Вот что по этому поводу говорит Гуру Ринпоче.

----------

Ритл (02.06.2013)

----------


## Won Soeng

> Принесение блага (всем) живым существам
> 
> ************************************
> 
> самое большое благо для живых существ, которое может сделать любой из назвавшимся буддистом, это:
> научить себя доброму, милосердному, любящему отношению ко всем.
> искоренять в себе все злое, гневное, недовольное.
> а если еще и очищать свой ум, то это уже высший пилотаж.


Хорошо сказано. Только "очищать свой ум" - значит заниматься ненужной работой. Нет никакого "своего ума". Но есть иллюзия принадлежности признаков представлениям.
Поэтому не нужно "очищать свой ум", нужно тренироваться видеть как ум обозначает представления владельцами признаков. Это называется "видеть явления как есть". Это же называется "праджняпарамита".

----------

Монферран (30.06.2017)

----------


## Won Soeng

> Т.е. буддист не поможет больному ЖС, не накормит голодное ЖС, не приютит бездомное ЖС? Все эти виды блага для буддиста второстепенны, если не третьестепенны, а первостепенно лишь его собственное вычурное "благо ЖС", которое большинством ЖС и не воспринимается даже как благо? Я считаю, об этом надо широко распространять информацию, о том, что кто-то в очередной раз хочет всех облагодетельствовать и загнать в счастье, которого глупые ЖС не особо-то и желают.

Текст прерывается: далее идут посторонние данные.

PR #959, opened 2018-05-23
Add adviser export to the admin site

reupen:
Issue number: N/A

### Description of change

Adds a simple reporting framework for admin and the first report (an export of all advisers).

I haven't added a link to the reports page from the index yet as it seems that that's not simple (looks like it'll be easier in Django 2.1, though).

### Checklist

### DIFF
--- a/datahub/admin_report/report.py
+++ b/datahub/admin_report/report.py
@@ -110,6 +110,11 @@ def get_reports_by_model(user):
     return reports_by_model
 
 
+def report_exists(report_id):
+    """Checks if a report exists."""
+    return report_id in _registry
+
+
 def get_report_by_id(report_id, user):
     """
     Gets a report instance for using its ID.
--- a/datahub/admin_report/report.py
+++ b/datahub/admin_report/report.py
@@ -1,0 +1,122 @@
+from typing import Sequence
+
+from django.core.exceptions import PermissionDenied
+from django.db.models import Model
+from django.utils.timezone import now
+
+from datahub.core.exceptions import DataHubException
+
+_registry = {}
+
+
+class _ReportMeta(type):
+    """
+    Metaclass for report definitions.
+
+    Used to auto-register report definitions.
+    """
+
+    def __new__(mcs, name, bases, namespace, **kwargs):  # noqa: N804
+        """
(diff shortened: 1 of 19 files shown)


datahub/company/test/test_admin_report.py
```diff
@@ -0,0 +1,64 @@
...
+            permission_codenames=('read_advisor',),
+            is_staff=True,
+            password=self.PASSWORD,
+        )
+
+        client = self.create_client(user=user)
+        response = client.get(url)
+        assert response.status_code == status.HTTP_200_OK
+        # 7 = header + test user + the 5 test advisers
+        assert len(response.getvalue().decode('utf-8').splitlines()) == 7
```
elcct: Perhaps it would be good to check if those lines indeed contain the data we need.

datahub/admin_report/report.py
```diff
@@ -0,0 +1,127 @@
+from typing import Sequence
+
+from django.core.exceptions import PermissionDenied
+from django.db.models import Model
+from django.utils.timezone import now
+
+from datahub.core.exceptions import DataHubException
+
+_registry = {}
```
elcct: Maybe it would be good to give a comment what this `_registry` keeps.

datahub/admin_report/report.py
```diff
@@ -0,0 +1,127 @@
...
+        _registry[cls.id] = cls()
+
+    def check_permission(self, user):
+        """Checks whether the user has permission for this report."""
+        return user.has_perms(self.permissions_required)
+
+    def get_filename(self):
+        """Gets the filename (excluding extension) to use for the report."""
+        today = now().date().isoformat()
+        return self.filename_template.format(name=self.name, today=today)
```
marcofucci: Could we add hours and seconds as well and maybe format it with year.month.day-hours.minutes in case we are going to store it somewhere and we want it ordered?

datahub/company/test/test_admin_report.py
reupen: Normally I would, but the CSV generation code is in a different app. It's also a bit tricky as the test user ends up in there. The generation of the rows is tested separately in the following test.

Напротив. Тот, кто непривязан к себе и своему накормит и напоит, укроет от непогоды и защитит от разрушения не разделяя на себя и не себя, свое и не свое. Что в этом сложного? Только привязанности мешают это делать, омрачая ум

----------

Монферран (30.06.2017), Наталья (02.06.2013), Сергей Ч (03.06.2013), Федор Ф (02.06.2013)

----------


## Вантус

> Истинное благо, это благо для Духа, а не для тела.


Отличный отмаз для эгоистичного бездельника, не правда ли?

----------


## Cheng

> Хорошо сказано. Только "очищать свой ум" - значит заниматься ненужной работой. Нет никакого "своего ума". Но есть иллюзия принадлежности признаков представлениям.

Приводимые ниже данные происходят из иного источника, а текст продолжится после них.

PR #1201, opened 2018-10-30
Add streamlined investment flow via a feature flag

marcuspp:
### Description of change
This is the main part of the streamlined investment flow. Released under a feature flag to eliminate any disruption to the investment views to also allow sync with the front end and to control exactly when the feature is activated. The change moves when the project manager data is required and will eventually result in the Assign PM stage being deprecated.

Still to do in separate PRs:
 - Migration/Command to update any Projects currently in the Assign PM stage back to Prospect
 - Migration/Command to update the exclude_from_investment_flow flag for 'Assign PM'
- A FE release that filters any project stage with the exclude flag set.
- Stage removed as a search option.

### Checklist

### DIFF
--- a/datahub/investment/test/test_validate.py
+++ b/datahub/investment/test/test_validate.py
@@ -3,6 +3,8 @@ import pytest
 from datahub.company.test.factories import AdviserFactory, ContactFactory
 from datahub.core import constants
 from datahub.core.test_utils import random_obj_for_model
+from datahub.feature_flag.test.factories import FeatureFlagFactory
+from datahub.investment.constants import FEATURE_FLAG_STREAMLINED_FLOW
 from datahub.investment.models import InvestmentDeliveryPartner
 from datahub.investment.serializers import (
     CORE_FIELDS,
@@ -11,7 +13,11 @@ from datahub.investment.serializers import (
     VALUE_FIELDS,
 )
 from datahub.investment.test.factories import InvestmentProjectFactory
-from datahub.investment.validate import validate
+from datahub.investment.validate import (
+    _get_desired_stage_order,
+    InvestmentProjectStageValidationConfig,
+    validate,
+)
 from datahub.metadata.models import ReferralSourceActivity, UKRegion
 
 pytestmark = pytest.mark.django_db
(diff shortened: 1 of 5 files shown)


datahub/investment/test/test_validate.py
```diff
@@ -352,3 +354,84 @@ def test_validate_verify_win_instance_with_cond_fields():
...
+        (constants.InvestmentProjectStage.active.value, None, 400),
+        (constants.InvestmentProjectStage.active.value, True, 500),
+    ),
+)
+def test_get_desired_stage_order(desired_stage, next_stage, expected_stage_order):
+    """Tests get desired stage order when streamlined investment flow flag is not set."""
+    assert _get_desired_stage_order(desired_stage, next_stage) == expected_stage_order
+
+
+class ValidationMixin:
```
reupen: We would normally use a pytest fixture for things like this – any reason it is a mixin?

datahub/investment/validate.py
```diff
@@ -57,34 +35,90 @@ def _get_to_many_id(instance):
...
-        CondValRule('number_new_jobs', bool, Stage.verify_win.value),
-    'associated_non_fdi_r_and_d_project':
-        CondValRule('non_fdi_r_and_d_budget', bool, Stage.verify_win.value),
-}
+class ValidationMapping:
+    """Conditional validation mapping for each investment project stage"""
+
+    def __init__(self):
+        """Checking feature flags that alter validation mapping."""
+        self.is_streamlined_flow = is_feature_flag_active(FEATURE_FLAG_STREAMLINED_FLOW)
```
marcofucci: can't you move this to `_get_next_stage_for_prospect` as that's the only place were you use this attr?

datahub/investment/validate.py
```diff
@@ -57,34 +35,90 @@ def _get_to_many_id(instance):
...
+
+    def _get_next_stage_for_prospect(self):
+        if self.is_streamlined_flow:
+            return Stage.active.value
+        return Stage.assign_pm.value
+
+    def get_required_fields(self):
```
marcofucci: it doesn't really _get required fields_, does it? Maybe rename it to somethings more explicit like `get_required_fields_mapping` or `get_fields_required_after_stage`

datahub/investment/validate.py
```diff
@@ -57,34 +35,90 @@ def _get_to_many_id(instance):
...
+            'export_revenue': Stage.verify_win.value,
+            'address_1': Stage.verify_win.value,
+            'address_town': Stage.verify_win.value,
+            'address_postcode': Stage.verify_win.value,
+            'actual_uk_regions': Stage.verify_win.value,
+            'delivery_partners': Stage.verify_win.value,
+            'actual_land_date': Stage.won.value,
+        }
+
+    def get_conditional_fields(self):
```
marcofucci: Same comment about renaming

datahub/investment/validate.py
marcuspp: I will change and add `after_stage` but I removed mapping from the function name as the class is called ValidationMapping. Resulting in `ValidationMapping().get_required_fields()`

datahub/investment/test/test_validate.py
marcuspp: I find the tests easier to read using a mixin like this. I also think it makes removing the tests when the feature flag is no longer required easier. Happy to change it if you'd prefer I use a fixture.

datahub/investment/validate.py
marcofucci: True but it kind of depends on how you call the var as well e.g. `validator = ValidationMapping(); validator.get_required_fields()`

datahub/investment/test/test_validate.py
reupen: Yes, I would use a fixture as it's our usual style and separates test set-up. You can use `@pytest.mark.usefixtures('<fixture_name>')` on the class or each function if the fixture argument is unused.

reupen: Oh right, now I've seen how it's being used. We would use `@pytest.mark.parametrize()` for things like that. You should be able to use it on a class as well.

datahub/investment/validate.py
reupen: Yes, and the class name is a bit misleading as ValidationMapping isn't a mapping (if it were a mapping I would expect it to be an instance of collections.abc.Mapping).

datahub/investment/validate.py
```diff
@@ -141,3 +174,15 @@ def _check_rule(combiner, rule):
     if callable(rule.condition):
         return rule.condition(value)
     return value == rule.condition
+
+
+def _get_desired_stage_order(desired_stage, next_stage):
+    desired_stage_order = desired_stage.order
```
reupen: This is a bit hard to follow – mainly because of the multiple additions.

Something like this would make the logic easier to follow (as you don't need to keep track of the additions to see what the return value is):
```python
def _get_desired_stage_order(desired_stage, next_stage):
    if not next_stage:
        return desired_stage.order
    
    is_streamlined_flow_active = is_feature_flag_active(FEATURE_FLAG_STREAMLINED_FLOW)
    
    if is_streamlined_flow_active and str(desired_stage.id) == Stage.prospect.value.id:
        return desired_stage.order + 200.0

    return desired_stage.order + 100.0
```

datahub/investment/test/test_validate.py
elcct: I also would prefer to use a fixture instead.

datahub/investment/validate.py
```diff
@@ -57,34 +35,90 @@ def _get_to_many_id(instance):
...
+        """Conditional validation rules. Mapping from field names to validation rules."""
+        next_stage_for_prospect = self._get_next_stage_for_prospect()
+        return {
+            'referral_source_activity_event':
+                CondValRule(
+                    'referral_source_activity', Activity.event.value.id, Stage.prospect.value,
+                ),
+            'other_business_activity':
+                CondValRule(
+                    'business_activities', partial(_contains_id, BusinessActivity.other.value.id),
```
elcct: Could we have each parameter in its own line (if all don't fit)?

PR #1203, opened 2018-10-30
Move overseas regions fixture out from migration

marcofucci:
### Description of change

When we added the OverseasRegion table, we had to create a
migration to load the data as well.

Now that all environments have this migration and therefore the
overseas region data, we can move this yaml out from the migrations
and into a fixture that we load using the loadinitialmetadata
command.

### Checklist


marcofucci:
Discussed with @reupen and we're going to try keep the data migrations as migrations and see how it goes so I'm closing this for now.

плиз. скажИте это Гаутаме по прозвищу Будда, выразившего свое учение одной простой строкой.
_Творить доброе, искоренять в себе злое, очищать свой ум, - вот учение просветленных._
.

----------


## Вантус

Я вот внезапно вспомнил Островского (На всякого мудреца довольно простоты):



> Мамаев.  Ну, прощайте,  я еду, у меня дела-то побольше вашего. Я  вашим
> сыном доволен. Вы ему так и скажите, что я  им доволен. (Надевая шляпу.) Да,
> вот было забыл. Я знаю, что вы живете небогато и жить не умеете; так зайдите
> ко мне как-нибудь утром, я вам дам...
>      Глумова. Покорно благодарим.
>      Мамаев. Не  денег - нет; а  лучше денег. Я  вам дам совет  относительно
> вашего бюджета. (Уходит.)

----------

Tenpa Sherab (02.06.2013), Дмитрий Аверьянов (02.06.2013), Поляков (03.06.2013)

----------


## Цхултрим Тращи

> Красиво конечно, но лично я считаю, что принцип типа "спасись сам и вокруг тебя спасутся тысячи" более правдоподобен, и это то, что действительно работает. А есть ли оно это самое общество джентельменов, пребывающих на небесах и посылающих лучи благословения, или его нет - не так уж и важно. ) 
> 
> _"Бхиккху, который, хотя и молод, обращается к учению Будды, освещает этот мир, как луна, освободившаяся от облака."_ (Дхп.)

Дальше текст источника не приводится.